Task details: Go through the records below and show every line with the string "Identicon".
════════════════════
Issue #218, opened 2019-07-24
Check availability of target as soon as a valid address is inserted.


kelsos:
## Description

Currently, the `getAvailability` is only checked as soon as the user presses transfer.
Check `getAvailability` as soon as the address is input, and require/validate that the available is true.

## Acceptance criteria
- Check availability as soon as a valid address is inserted.
- Show availability color-coded in the UI
- If it is available the border of the Identicon becomes green
- If it is offline
    - the border of the Identicon becomes gray
    - A validation message is shown "Target is offline"
    - The "Continue" button is disabled
- A channel cannot be opened if the channel partner is offline

## Tasks
- [ ]

christianbrb:
Is `getAvailability` checking the matrix presence?

If yes #150 could be closed?

kelsos:
Yes this will be checking the presence in matrix.

taleldayekh:
- Need to go through the user flow of the app and see at what steps the user inputs an address
- Need to decide what system or color-coding to use for distinguishing available targets from non-available ones

andrevmatos:
Related to #600, #408: the same way I don't want to be bothered by paying PFS dialog & routes if there's just direct transfer, I don't want to be presented the PFS fees dialog if the target is offline, which can be done beforehand through this issue.

christianbrb:
From @andrevmatos 
> How about 3-4s after last change in transfer in status, so if signatures keep being prompted (there’s activity) it’s delayed a little longer, and if it doesn’t change in 3-4s, may mean the transfer is getting stuck or slow, and then hide it

PR #653, opened 2019-12-03
Add availability check for addresses entered in address input

nephix:
Tackles #218


raiden-dapp/src/components/AddressInput.vue
```diff
@@ -146,13 +162,37 @@ export default class AddressInput extends Mixins(BlockieMixin) {
...
     } else if (
       !AddressUtils.isAddressLike(value) &&
       AddressUtils.isDomain(value)
     ) {
       this.resolveEnsAddress(value);
+    } else if (
+      AddressUtils.checkAddressChecksum(value) &&
+      !Object.keys(this.presences).includes(value)
+    ) {
+      this.isAddressAvailable = false;
```
nephix: @kelsos these seem to be unreachable lines, according to codecov and I'm not sure how to reach them at all. Any suggestions? The main problem I have is that mocking state in VueJS is really a pain

raiden-dapp/src/services/raiden-service.ts
```diff
@@ -52,7 +52,10 @@ export default class RaidenService {
 
   async ensResolve(name: string): Promise<string> {
     try {
-      return await this.raiden.resolveName(name);
+      const address = await this.raiden.resolveName(name);
+      const { available } = await this.raiden.getAvailability(address);
+      this.store.commit('updatePresence', { [address]: available });
```
kelsos: Is there any specific reason why you update the presense here instead of the `getAvailability` function

nephix: Nice catch! Actually it's not necessary here to update the state. I will get rid of it and test it quickly if everything still works. The state positive (read: `available=true`) updates should all be handled here: https://github.com/raiden-network/light-client/pull/653/files#diff-ddfc85a29ab30ce1822e4b860e4305d2R121

nephix:
All done, I did let the CI rerun just to make sure everything works with latest changes from `master`

raiden-dapp/src/components/AddressInput.vue
```diff
@@ -146,13 +161,37 @@ export default class AddressInput extends Mixins(BlockieMixin) {
...
-    } else if (AddressUtils.checkAddressChecksum(value)) {
-      this.input(value);
     } else if (
       !AddressUtils.isAddressLike(value) &&
       AddressUtils.isDomain(value)
     ) {
       this.resolveEnsAddress(value);
+    } else if (
+      AddressUtils.checkAddressChecksum(value) &&
+      !Object.keys(this.presences).includes(value)
```
andrevmatos:
```suggestion
      !(value in this.presences)
```
Nitpick: more performant, as doesn't require creating an array

raiden-dapp/src/model/types.ts
```diff
@@ -8,6 +8,10 @@ export interface Token {
   readonly name?: string;
 }
 
+export interface Presence {
+  [address: string]: boolean;
```
andrevmatos: Please, don't store only the boolean, but the entire presences object, as it contains other useful information, like last time the user was seen online.

raiden-dapp/src/services/raiden-service.ts
```diff
@@ -314,6 +323,17 @@ export default class RaidenService {
   async getUDCCapacity(): Promise<BigNumber> {
     return this.raiden.getUDCCapacity();
   }
+
+  async getAvailability(address: string): Promise<boolean> {
+    try {
+      const { available } = await this.raiden.getAvailability(address);
+      return available;
+    } catch (e) {
+      this.store.commit('updatePresence', { [address]: false });
```
andrevmatos: If you store the whole presences object, and check for its presence as suggested above, you can just omit this, as object not here indicates presence is unknown, and this request can only ever fail on first `getAvailability` request, as following ones are always cached.
```suggestion
```

raiden-dapp/src/model/types.ts
```diff
@@ -8,6 +8,10 @@ export interface Token {
   readonly name?: string;
 }
 
+export interface Presence {
```
andrevmatos: Nitpick
```suggestion
export interface Presences {
```

raiden-dapp/src/store/index.ts
```diff
@@ -126,6 +131,9 @@ const store: StoreOptions<RootState> = {
         value => value.state === ChannelState.open
       );
       return orderBy(openChannels, ['capacity'], ['desc'])[0];
+    },
+    presences: (state: RootState): Presence => {
+      return state.presences;
```
andrevmatos: Why the trivial getter? `$store.getter.presences` === `$store.state.presences`
Getters are only useful if they do something useful

raiden-dapp/src/model/types.ts
nephix: I feel like if the information isn't accessed and not part of the reqs it doesn't make sense to include it, as it can easily be extended later on, if ever needed

raiden-dapp/src/services/raiden-service.ts
nephix: I made this because of a `matrixPresenceUpdateFailed` exception (not sure of exact name right now) which gets thrown when a target is offline by the SDK

raiden-dapp/src/store/index.ts
nephix: Will remove

raiden-dapp/src/model/types.ts
nephix: Ok

raiden-dapp/src/services/raiden-service.ts
andrevmatos: This only happens if no user matching given address is found. Therefore, if address isn't in the Presences mapping, it may as well mean user is offline, so you can just swallow the error and not set anything.

raiden-dapp/src/model/types.ts
andrevmatos: Ok, I'd have written the requirements differently, to also include this as part of the new feature, but you're right, it's not there and thus it's acceptable to only include the bare minimum data you need, although it'd be more complete the other way.

raiden-dapp/src/services/raiden-service.ts
nephix: Then we would need to do the request again every time the user tries it with the same address, instead of having the info saved up in state. I guess the point of having the info in state was that the request does not happen every time?

I think it could be useful in the future as well, if we are going to persist state and display a "list of friends" or something like that, and we can quickly determine if everyone in the list is online or offline

andrevmatos: Well, they requesting again every time (the user inputs the address) is actually good, as it does a more complete search for candidate users. Again, it's not cached only if there was an error, which happens only if no user could be found matching given address (which shouldn't be common, and mostly indicate an address which didn't join yet or ever Raiden Network).

Better thinking, this isn't that crucial, I suggested more so we could keep the whole presences object (as I had suggested, but you rightfully argued it'd be better left for the future, when really needed), as constructing a "false" object is harder than just the boolean, so in that case it'd be better to just leave the entry out.
But, for the current state of the PR, this is not important. Thank you.

PR #655, opened 2019-12-03
Adds the ability to dismiss the transfer progress

### LINKED ISSUE #426: I want to be able to continue using the dApp while sending a long running transfer
## User Story
As Chris,I want to be able to continue using the dApp while sending a long running transfer so that I don't have to wait hours until the dApp is reusable.

Known drawbacks: 
- Signing messages, which come up after the payment progress window is closed.
- It might lock more tokens, than needed

## Acceptance criteria
- Just the hide button + the text
- The user does not get notified if a transfer fails or succeeds

## Wireframe

 grafik

kelsos:
Closes #426

### DIFF
--- a/raiden-dapp/src/components/RaidenDialog.vue
+++ b/raiden-dapp/src/components/RaidenDialog.vue
@@ -1,0 +1,33 @@
+<template>
+  <v-card class="raiden-dialog">
+    <v-btn icon class="raiden-dialog__close" @click="close()">
+      <v-icon>mdi-close</v-icon>
+    </v-btn>
+    <v-card-text>
+      <slot></slot>
+    </v-card-text>
+  </v-card>
+</template>
+
+<script lang="ts">
+import { Component, Emit, Vue } from 'vue-property-decorator';
+
+@Component({})
+export default class RaidenDialog extends Vue {
+  @Emit()
+  close() {}
+}
+</script>
+
+<style scoped lang="scss">
+@import '../scss/colors';
+.raiden-dialog {
+  background-color: $card-background;
+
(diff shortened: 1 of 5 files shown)


raiden-dapp/src/components/TransferProgressDialog.vue
```diff
@@ -0,0 +1,124 @@
+<template>
+  <v-card class="transfer-progress-dialog">
```
nephix: I guess at some point we should create a `RaidenDialog` component that takes a component tree as children and displays it

kelsos: It would make sense yes :) I will try making something as part of the PR.

nephix: Oh I didn't mean to extend this PR it was just in general :) i think we will have a ticket for this soon. But if you think it can be done quickly why not :)

kelsos:
@nephix I am not sure maybe we can have to separate change logs. But I will have a look at generating a changelog retrospectively for everything we did up to this point tomorrow so we can skip that at the moment.

raiden-dapp/src/components/RaidenDialog.vue
```diff
@@ -0,0 +1,33 @@
...
+      <slot></slot>
+    </v-card-text>
+  </v-card>
+</template>
+
+<script lang="ts">
+import { Component, Emit, Vue } from 'vue-property-decorator';
+
+@Component({})
+export default class RaidenDialog extends Vue {
```
nephix: 🔥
════════════════════
Solution to this problem:
- If it is available the border of the Identicon becomes green
    - the border of the Identicon becomes gray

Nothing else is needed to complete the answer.